According to the sources, Saudi Arabia maintained that allowing such operations from its territory could worsen regional instability and escalate confrontation with Tehran.
“Saudi Arabia was against the operation because it felt it would just escalate the situation and would not work,” one source reportedly told AFP.
The report followed comments by US President Donald Trump, who earlier announced a pause in the two-day-old operation amid renewed military tensions involving Iran.
The situation intensified after reports that Iranian forces attacked three American destroyers in the Strait of Hormuz, prompting retaliatory US strikes on Iranian military targets. Tehran, however, accused Washington of initiating the confrontation.
Saudi Arabia’s Deputy Minister for Public Diplomacy, Rayed Krimly, later reiterated the kingdom’s official position, stating that Saudi Arabia “maintains its position supporting de-escalation and negotiations efforts.”

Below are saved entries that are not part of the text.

PR #4840, opened 2021-08-06
tiltfile:  Propagate labels and owner references from the parent tiltfile

nicks:
Hello @milas, @landism,

Please review the following commits I made in branch nicks/tiltfileowner:

4eb56cdedaeb09044f3a87212937bc3b07ab85ba (2021-08-06 17:25:54 -0400)
tiltfile:  Propagate labels and owner references from the parent tiltfile


nicks:
i also needed to clean up the UIResource life-cycle, since having two different systems creating UIResources was causing issues

internal/controllers/core/kubernetesapply/reconciler.go
```diff
@@ -142,7 +143,8 @@ func (r *Reconciler) shouldDeployOnReconcile(
 	nn types.NamespacedName,
 	ka *v1alpha1.KubernetesApply,
 	imageMaps map[types.NamespacedName]*v1alpha1.ImageMap) bool {
-	if ka.ObjectMeta.Labels[v1alpha1.LabelOwnerKind] == v1alpha1.LabelOwnerKindTiltfile {
+	owner := metav1.GetControllerOf(ka)
+	if owner != nil && owner.Kind == v1alpha1.OwnerKindTiltfile {
```
milas, line 147: I feel like this is a pretty cool milestone!

internal/controllers/core/tiltfile/api.go
```diff
@@ -47,15 +50,37 @@ type typedObjectSet map[string]object
...
+				return err
+			}
+
+			if len(tf.Spec.Labels) > 0 {
+				labels := obj.GetLabels()
+				if labels == nil {
+					labels = make(map[string]string)
+				}
+				for k, v := range tf.Spec.Labels {
+					labels[k] = v
```
milas, line 71: I don't have a compelling argument on either side - just checking that this is desired behavior to override any overlapping labels?

milas (approved):

internal/controllers/core/kubernetesapply/reconciler.go
nicks: YAS

internal/controllers/core/tiltfile/api.go
nicks: good question! ya, I changed it so that labels from tiltfile execution take precedence. I also don't really have a compelling argument either way, but this seems like more what i'd expect

PR #4842, opened 2021-08-09
cmd: error instead of panic when empty

landism:
### Problem

`Env.ExecCmd` panics if given an empty `Cmd`. This reproduces with `local('')` or `local([])`.

### Solution

Have it return an `error` instead.

We could instead check for empty at the starlark builtin level, but it seems good to also avoid panics if someone, e.g. creates a `Cmd` object with an empty argv.

### DIFF
--- a/internal/controllers/core/cmd/execer.go
+++ b/internal/controllers/core/cmd/execer.go
@@ -150,14 +150,23 @@ func (e *processExecer) processRun(ctx context.Context, cmd model.Cmd, w io.Writ
 	defer close(statusCh)
 
 	logger.Get(ctx).Infof("Running cmd: %s", cmd.String())
-	c := e.localEnv.ExecCmd(cmd, logger.Get(ctx))
+	c, err := e.localEnv.ExecCmd(cmd, logger.Get(ctx))
+	if err != nil {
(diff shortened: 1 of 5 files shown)


internal/controllers/core/cmd/execer.go
```diff
@@ -150,14 +150,23 @@ func (e *processExecer) processRun(ctx context.Context, cmd model.Cmd, w io.Writ
 	defer close(statusCh)
 
 	logger.Get(ctx).Infof("Running cmd: %s", cmd.String())
-	c := e.localEnv.ExecCmd(cmd, logger.Get(ctx))
+	c, err := e.localEnv.ExecCmd(cmd, logger.Get(ctx))
+	if err != nil {
+		logger.Get(ctx).Errorf("%s invalid cmd: %v", cmd.String(), err)
```
nicks, line 155:
```suggestion
		logger.Get(ctx).Errorf("%q invalid cmd: %v", cmd.String(), err)
```

i usually quote the comment with %q, so it's easier to see how whitespace plays in

nicks (approved):
LGTM

ya, i'm always on the fence how functions should handle invalid inputs, agreed this seems like it should be handled further upstream

PR #4844, opened 2021-08-10
tiltfile: add reconciler tests, and fix up filewatch init/deletion

nicks:
Hello @milas, @landism,

Please review the following commits I made in branch nicks/delete:

b4cdf2f87bb28e45ef03a3e1bf2d1650ea8b6706 (2021-08-10 12:43:19 -0400)
tiltfile: add reconciler tests, and fix up filewatch init/deletion

50aa214830523ec34b98efd9f44c9decc7c6353b (2021-08-10 12:24:45 -0400)
engine: dependency-inject EngineMode


internal/controllers/core/tiltfile/filewatch.go
```diff
@@ -99,18 +97,30 @@ func ToFileWatchObjects(watchInputs WatchInputs) typedObjectSet {
 		}
 	}
 
+	paths := []string{}
 	if len(watchInputs.ConfigFiles) > 0 {
+		paths = append(paths, watchInputs.ConfigFiles...)
+	} else if watchInputs.TiltfilePath != "" {
+		// A complete ConfigFiles set should include the Tiltfile. If it doesn't,
+		// add it to the watch list now.
+		paths = append(paths, watchInputs.TiltfilePath)
```
milas, line 106: Given the comment, should we use a set and/or check to see if slice already contains `watchInputs.TiltfilePath`?

milas (approved):

internal/controllers/core/tiltfile/filewatch.go
nicks: mayyyyybe? tbqh, I'm not totally convinced we should even auto-reload the tiltfile anymore, and mainly trying to leave it alone right now.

However, a closer look shows the issue extends beyond one military operation.
The Strait of Hormuz remains one of the world’s most critical energy chokepoints. Roughly one-fifth of global oil supply passes through the narrow maritime corridor linking the Persian Gulf to the Gulf of Oman.
Any military disruption there immediately raises concerns across international markets.
For Nigeria, the consequences are more complicated than rising crude prices alone.
Higher global oil prices can temporarily improve government revenue projections in Africa’s largest oil producer. However, a sustained regional conflict could also increase fuel import costs, weaken supply chains, pressure transportation costs, and contribute to inflation across local markets.
What makes the situation more complex is Nigeria’s continuing dependence on imported refined petroleum products despite its status as a major crude exporter.
That means geopolitical shocks in the Gulf can quickly translate into higher living costs for households and businesses in Lagos, Abuja, Port Harcourt, and other commercial centres.
Shipping insurance costs also tend to rise sharply whenever tensions escalate in the Hormuz corridor, affecting global trade routes and commodity pricing.
Beyond the immediate military dispute, Saudi Arabia’s response reflects a broader recalibration in Gulf politics.
In recent years, Riyadh has increasingly prioritised economic diversification, foreign investment, and regional stability under its Vision 2030 agenda. Avoiding direct involvement in another prolonged regional conflict aligns with that strategy.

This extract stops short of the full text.